Nous n’en n’avions pas franchement besoin mais ces dernières semaines ont rappelé aux enseignants qu’avaler des couleuvres était une compétence requise du métier. Il faut avouer que nous en avons bouffé beaucoup sans trop broncher finalement au regard de l’étendue de l’intoxication.
Nous avons laissé dire que tout était prêt pour la continuité pédagogique en nous égosillant au même moment sur les innombrables bugs de l’inénarrable environnement numérique de l’Éducation nationale ; plaisanté avec nos collègues sur la cueillette de fraises pendant nos vacances-Covid19 ; laissé glisser sur nous les injonctions à nous « réinventer » pour l’école « du monde d’après » une fois passées les innombrables lubies « apprenantes », affronté la campagne de dénigrement savamment orchestrée des médias au ministère sur nos prétendues lâchetés et paresse congénitales de nanti.e.s payé.e.s à vie sans contrepartie.
Je propose de nous féliciter collectivement pour notre stoïcisme et notre patience. C’est sans doute la seule chose un tantinet réconfortante que nous pourrons nous offrir car, pendant ce temps, dans les cuisines de l’Éducation nationale, ça continue de carburer pour imaginer les couleuvres du monde d’après, et ça ne manque pas de piquant.
Á la Dane (service numérique des académies) de Montpellier, on vient d’imaginer des « open badges pour l’agilité pédagogique/Covid19 », les voici, il suffit de les demander.

Cela fait déjà beaucoup réagir sur réseaux sociaux. Je n’ai d’abord pas voulu y croire, mais le fumet pestilentiel m’a rattrapée au réveil, et franchement, ça pue.
On aimerait savoir qui a pu avoir une telle idée, comment il est possible que personne en réunion n’ose faire remarquer l’indécence de cette initiative, comment on peut être à ce point éloigné du monde enseignant pour imaginer que cela puisse les flatter ; surtout à quel moment il a été acquis chez ces gens que nous étions toutes et tous au mieux des produits, au pire, des buses.
C’est pourquoi une fois passé le moment du rire (heureusement on n’a pas encore totalement perdu notre humour), il faut vraiment prendre cette distribution de médailles au sérieux, pour ce qu’elle dit de leur définition de l’école d’après.

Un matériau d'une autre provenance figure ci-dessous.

Issue #9539, opened 2026-07-20
[Feature]: Bundle ripgrep so local Quick Open works without a user-installed rg


squatboy:
### Operating system

macOS

### Orca version

v1.4.146

### Summary 
When searching for files by name in a git repo directory, the search fails with the error "File listing exceeded 10000 files". This occurs even when searching for a specific, known file name (single file).

### Workaround
I found that the file listing strategy depends on whether ripgrep is installed. Initially, the search failed with the error "File listing exceeded 10000 files" even when searching for a specific file name.

After installing ripgrep on the local macOS environment, the search started working correctly without hitting the file listing limit.

By looking at orca's file listing logic , I discovered that it checks for ripgrep (rg) installation when determining which file listing method to use.  `filesystem-list-files.ts:37-44`

When ripgrep is not available, the system falls back to alternative methods (git-based or readdir-based), which have file count limitations that can cause the "File listing exceeded 10000 files" error. filesystem-list-files.ts:42-44

> Installing ripgrep on the local Mac resolved the issue. After installing ripgrep, file search now works normally without the error.

squatboy:
I’ve opened a PR( #9627 ) regarding this issue and would appreciate it if you could take a look.

Taewoong1378:
i have a same issue

AmethystLiang:
### Follow-up: the durable fix is bundling ripgrep

PR #9627 improves the **alerting** for this case — when ripgrep is missing and the git/readdir fallback hits its budget, the opaque `File listing exceeded 10000 files` error is replaced with actionable guidance to install ripgrep. That makes the failure legible, but it **does not fix the root cause**, so I'm leaving this issue open.

**Root cause:** Orca doesn't ship ripgrep — it spawns the system `rg` from `PATH` (`checkRgAvailable`). When `rg` is absent, Quick Open falls back to `git ls-files` / a `readdir` walk, and that fallback carries a file-count budget (and timeout). Large repos, or repos with a big untracked directory that has to be expanded, blow that budget and fail — even when you're searching for a single known file, because listing happens before filtering.

**Proposed fix:** bundle ripgrep for the local host, the way VS Code does with `@vscode/ripgrep`. That eliminates this failure class locally: Quick Open would always have fast, gitignore-aware listing without depending on a user-installed binary. The fallback and the install-guidance path would then only matter for SSH/remote hosts, where shipping a binary isn't an option and the guidance is the right answer.

Tracking that as the actual fix here.

[...]

PR #9627, opened 2026-07-21
fix(quick-open): guide rg install after fallback budget errors

squatboy:
## Summary

Improves **user alerting** when local Quick Open falls back because ripgrep is unavailable. Previously the fallback surfaced a raw, opaque error (e.g. "File listing exceeded 10000 files"); now a readdir/git budget failure (file-count limit or timeout) is turned into actionable guidance that points the user at installing ripgrep, matching the guidance the relay/remote path already shows. Git, cancellation, and other file errors keep their original messages.

**Scope / non-goals:** This is an alerting change only. It does **not** change the file-listing algorithm, raise the 10,000-file budget, or otherwise fix the underlying case where searching a large repo without ripgrep fails. It only makes the existing failure legible and actionable. The durable fix for the root cause is to bundle ripgrep for the local host — tracked on #9539, not addressed here.

## Screenshots

No new layout or styling; the local error reuses the existing Quick Open install-guidance UI.

## Testing

- [x] `pnpm lint` — changed-scope lint is clean; the full gate stops only on two pre-existing switch-exhaustiveness errors already present on `origin/main`
- [x] `pnpm typecheck`
- [x] `pnpm test` — changed-scope tests pass: 6 files, 56 tests; the full suite has one unrelated local PTY non-ASCII-path failure
- [x] `pnpm build` — desktop/typecheck/web stages pass; native macOS sub-builds are blocked by local Swift Command Line Tools errors and the existing pnpm native-wrapper issue
- [x] Regression tests cover budget guidance, cancellation/Git error preservation, macOS install command, and legacy remote parsing

## AI Review Report

- macOS/Linux/Windows: preserves platform-specific install command detection and generic fallback; no listing algorithm or 10,000-file limit changes.
- Local/SSH: applies the new classification only to local fallback errors and preserves relay behavior and legacy parsing.
- Performance: guidance is built only after a budget failure; file listing work is unchanged.
- UI: reuses the existing copy-command guidance UI for the new local message.
- Security: uses fixed install text and read-only `/etc/os-release` detection; no shell execution or new permissions.

## Security Audit

No new process execution, permissions, network access, or user-controlled command interpolation was added.

## Notes

Related to #9539 — this PR improves the alert but does **not** close the issue. The root cause (Quick Open scanning the whole tree and hitting the fallback budget when ripgrep is absent) remains; bundling ripgrep locally is the follow-up fix and is left to that issue. Locale JSON and release/version files are unchanged.


AmethystLiang (approved):
Approving. Scope is error/alerting only — the file-listing algorithm, the rg spawn, git ls-files, the readdir walk, and the 10,000-file budget are all unchanged.

No performance regression: the only change in the hot path (`listQuickOpenFiles`) is `return` → `return await` inside a new try/catch, and that block is reached only when rg is absent. The added work (budget-error classification + `buildInstallRgMessage`, which reads `/etc/os-release` once on Linux) runs strictly in the catch — i.e. only after a scan has already failed with a budget error. The rg-available path and the success path do zero extra work. `checkRgAvailable` on line 45 is pre-existing, not introduced here.

Pushed a follow-up fixing a UI wording bug: the guidance component hardcoded "on the remote", so local scans told users to install ripgrep "on the remote". Now the location is parsed from the message and rendered correctly, with a render test guarding the regression.

src/main/ipc/filesystem-list-files.ts
```diff
@@ -42,13 +44,20 @@ export async function listQuickOpenFiles(
   // can run.
   const rgAvailable = await checkRgAvailable(authorizedRootPath, localGitOptions.wslDistro)
```
AmethystLiang, line 45: No performance regression from this line or the surrounding change.

- `checkRgAvailable` (this line) is pre-existing — not introduced by this PR.
- The only hot-path edit is `return` → `return await` inside a new try/catch, reached only when rg is absent.
- The added work (budget-error classification + `buildInstallRgMessage`, which reads `/etc/os-release` once on Linux) runs strictly inside the catch — i.e. only after a scan already failed with a budget error. The rg-available path and every successful scan do zero extra work.
- No change to the listing algorithm, rg spawn, `git ls-files`, the readdir walk, or the 10,000-file budget.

Les alertes ont déjà été lancées sur ces questions. Lisez notamment les analyses très fouillées de Christophe Cailleaux et Amélie Hart-Hutasse sur la voracité du monde de l’ed tech, qui n’avait jamais osé rêver plus belle opportunité que cette pandémie pour exhiber son dentier.
Sur le fond, on rappellera une énième fois la ténacité et la cohérence du rouleau compresseur néolibéral qui écrase le peu qu'il nous reste de services publics. La distribution de médailles, comme pour les soignants, est le cache-sexe de l’impératif d’austérité. Il ne flatte que celui qui a sacrifié sa dignité pour exhiber ses atours de winner, une espèce heureusement rare encore dans notre monde.
La médaille se substitue à la revalorisation salariale, et labellise l’individu méritant – ce petit colibri tout mignon – selon une recette désormais bien rodée : diviser pour mieux régner, instaurer concurrence et compétition et donc saper l’esprit collectif et public qui est la condition de nos métiers.
Et puis il y a la forme, la violence des mots ici utilisés, ces mots-creux aux couleurs de layette qui habillent la violence manageriale d’un linceul de soie : « agilité », « explorateur », « passeur », « bâtisseur » ; des mots auxquels on ajoutera désormais « hybridité », « pionniers », « innovateurs » etc.
Des mots tantôt savants, tantôt flatteurs, mais tous évidés de leur sens pour servir la cause d’une nouvelle servitude qu’on espère évidemment volontaire. L’ « agilité » n’est que la version lexicalement édulcorée de la flexibilité, le rêve du néo-management ; l’ « hybridité » est un concept qui prépare l’abandon contraint de son domaine de compétences en fonction des besoins de l’institution.
C’est un projet global visant à déposséder de la dignité au travail, laquelle repose sur notre connaissance du métier, condition de notre capacité d’expertise. Le reste de ces mots ne sont que des flagorneries creuses s’ils sont énoncés en contexte néolibéral.
Pendant que d’un côté, elle opprime et réprime, notre institution pratique une câlinothérapie à moindre coût dont ces médailles sont le reflet. Elles ont l’allure d’une récompense mais le goût du venin.